PR #94, opened 2019-07-10
Adapt gardenctl to use project resource instead of ns with project label

### LINKED ISSUE #89: Update gardenctl to use project resource for ls and target cmd
Use ```Project``` resource in gardenctl for listing and targeting projects instead of namespaces with ```garden.sapcloud.io/role=project``` label.

DockToFuture:
Adapt gardenctl to use project resource instead of namespace with project label for target and ls cmd.
Name of project is now correctly shown in target stack instead of namespace name.
Fixes #89 

**Release note**:

```improvement operator
Project names are now shown in target stack.
```


cmd/ls.go
```diff
@@ -106,21 +106,18 @@ func NewLsCmd(reader ConfigReader, ioStreams IOStreams) *cobra.Command {
 
 // getProjectsWithShoots lists list of projects with shoots
 func getProjectsWithShoots() {
-	projectLabel := "garden.sapcloud.io/role=project"
-	projectList, err := Client.CoreV1().Namespaces().List(metav1.ListOptions{
-		LabelSelector: fmt.Sprintf("%s", projectLabel),
-	})
-	checkError(err)
 	gardenClientset, err := clientset.NewForConfig(NewConfigFromBytes(*kubeconfig))
```
ialidzhikov:
```suggestion
	gardenClientset, err := target.GardenerClient()
```

cmd/var.go
```diff
@@ -20,28 +20,33 @@ import (
...
-var password string
-
-// file pathes
+const (
+	// configuration for gardenctl
+	suggestionsMinimumDistance int  = 2
+	prefixMatching             bool = true
+
+	// NamespaceForProject contains the namespace of a project
+	namespaceForProject string = "project.garden.sapcloud.io/namespace"
```
ialidzhikov: This label/annotation is removed with gardener/gardener#1035. Can't we use `.spec.namespace`?

cmd/target.go
```diff
@@ -232,14 +226,9 @@ func NewTargetCmd(targetReader TargetReader, targetWriter TargetWriter, configRe
...
-	tmp := KUBECONFIG
-
-	client, err := target.K8SClientToKind(TargetKindGarden)
+	gardenClientset, err := target.GardenerClient()
 	checkError(err)
-	projectLabel := "garden.sapcloud.io/role=project"
-	projectList, err := client.CoreV1().Namespaces().List(metav1.ListOptions{
-		LabelSelector: projectLabel,
-	})
+	projectList, err := gardenClientset.GardenV1beta1().Projects().List(metav1.ListOptions{})
```
ialidzhikov: I think it would be better whether we have `*` in the project - if that is the case we can list them all. But if it is just a exact name, we could directly get it by name.

ialidzhikov:
Can you check `make test`?

cmd/target.go
```diff
@@ -259,12 +254,8 @@ func resolveNameProject(target TargetInterface, name string) (matches []string)
 				matches = append(matches, project.Name)
 			}
 		} else {
```
ialidzhikov: You could remove the empty else.

cmd/target.go
```diff
@@ -232,14 +226,15 @@ func NewTargetCmd(targetReader TargetReader, targetWriter TargetWriter, configRe
...
-	client, err := target.K8SClientToKind(TargetKindGarden)
+	gardenClientset, err := target.GardenerClient()
 	checkError(err)
-	projectLabel := "garden.sapcloud.io/role=project"
-	projectList, err := client.CoreV1().Namespaces().List(metav1.ListOptions{
-		LabelSelector: projectLabel,
-	})
+	if !strings.Contains(name, "*") {
+		project, err := gardenClientset.GardenV1beta1().Projects().Get(name, metav1.GetOptions{})
+		checkError(err)
```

◆ What you will do
Your output must be the lines of the material above, from the first through the line that contains "### LINKED ISSUE", copied exactly. Include both endpoints and nothing else.

◆ Solution below
PR #94, opened 2019-07-10
Adapt gardenctl to use project resource instead of ns with project label

### LINKED ISSUE #89: Update gardenctl to use project resource for ls and target cmd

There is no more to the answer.